Example 2: Request with allowed PII

curl -X POST http://localhost:8801/v1/chat/completions \
  -H "Content-Type: application/json" \
  -d '{
    "model": "auto",
    "messages": [
      {
        "role": "user",
        "content": "Please send the report to john.doe@company.com"
      }
    ]
  }'

Expected Result: Since EMAIL_ADDRESS is in the allowed PII types for most models, the request proceeds normally and is routed to the most appropriate model based on semantic content.

Example 3: Clean request (no PII)

curl -X POST http://localhost:8801/v1/chat/completions \
  -H "Content-Type: application/json" \
  -d '{
    "model": "auto",
    "messages": [
      {
        "role": "user",
        "content": "What is the derivative of x^2 + 3x - 5?"
      }
    ]
  }'

Expected Result: No PII detected, request is classified as mathematics content and routed to the model with the highest score for math problems (likely phi4 based on the configuration).

Efficient implementation: The dual-head architecture

To efficiently power both the semantic categorization and PII detection capabilities described earlier, the LLM Semantic Router can implement a Dual-Head Architecture.
This advanced model design is centered around a single DistilBERT base uncased model, serving as a shared foundation for processing incoming requests. Two specialized classification heads are then built upon this common backbone:

A Sequence Classification Head: This head is responsible for category/topic classification. It analyzes the overall meaning of the request to assign it to a predefined category (e.g., “math”, “general inquiry”), aligning with the semantic understanding processes discussed earlier.
A Token Classification Head: This head performs PII detection by examining individual tokens (words or sub-words) within the request to identify various types of personally identifiable information, supporting the privacy protection mechanisms.

Semantic caching

An extensible caching system that:

Caches queries and responses
Identifies when a new query is semantically similar to one in the cache
Returns cached responses for similar queries, reducing latency and eliminating unneeded use of backend hardware

Integration via envoy external processor

The router operates as an Envoy External Processor (ExtProc) filter, allowing it to:

Intercept incoming API requests
Examine and modify requests/responses
Make routing decisions without modifying client code

Figure 1. Illustration of LLM Model Selection: the semantic processor analyzes the prompts and chooses the best model based on the prompts’ knowledge domain.
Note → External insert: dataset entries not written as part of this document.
Issue #347, opened 2024-03-05
Division by zero crash in assembler constant expressions


Tho-Del:
If an instruction that takes an immediate has a constant expression with denominator that is evaluated to 0, Ripes will crash from a division by zero evaluation error.

On windows, this error will require system registry edits to recover from, as the simulator loads and assembles the program before it can be edited, and the source code window is stored in the registry.
The relevant field is sourcecode in HKEY_CURRENT_USER\Softwware\Ripes\Ripes in the Registry Editor. 
Setting sourcecode empty or delete the relevant code enables Ripes to run without an instant crash again.

To reproduce:

paste 
```
la x0 0/0
```
or
```
start:
la x0 start/start
```
into Source code in Assembly mode. Upon assembling, Ripes will crash.

Cause:

Ripes/src/assembler/expreval.cpp evaluates assembler constant expression without checking for zero in denominator.
Also crashes with modulus % operator.

Tested in Ripes v2.2.6-41, windows 11

PR #390, opened 2025-01-31
Fix Issue: Division by zero crash in assembler constant expressions

federicovilla55:
Added checks in the expression evaluation (`evaluate`) method of `expreval.cpp` for division (`/`) and modulo (`%`) operations to prevent zero as a divisor.
Checks are performed by calculating and evaluating the _right-hand side value_ (`rhs_value`) of the binary operation. 
Used `std::runtime_error` to handle the case of division by zero so that the error is shown to the user directly in the written code in the text editor.

This fixes issue #347.


mortbopet:
Thank you for the fix!... and what an oversight on my part 🤦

High-performance Rust+Golang implementation

Implementing semantic processing in Envoy ExtProc for high performance and wide ecosystem adoption is challenging in the following ways:

Most Envoy ExtProc projects are written in Golang, and standard APIs exist. However, Golang has limited NLP capabilities.
While Python has a rich ecosystem in NLP and LLM, it is intrinsically not as efficient as Golang in intensive data processing use cases.

To address these challenges, we chose a new architecture that uses Rust and Golang. This architecture leverages:

Rust Candle Library: Provides efficient BERT embedding generation, similarity matching, and text classification.
Go FFI Bindings: Allow Golang programs to call the Rust functions directly
Golang-based ExtProc Server: Handles the communication with Envoy

Conclusion

The Semantic Router for LLM is an extensible solution for routing requests to the correct model. Through BERT embedding’s semantic understanding strength and Envoy ExtProc flexibility, it increases LLM deployment efficiency, performance, and economics. With the growing ecosystem of specialized AI models, smart routing is even more important. Integration with the Gateway API Inference Extension is an emerging development that would take semantic routing strength to Kubernetes/OpenShift-based AI/ML infrastructure and would enable even more efficient AI inference capabilities using llm-d.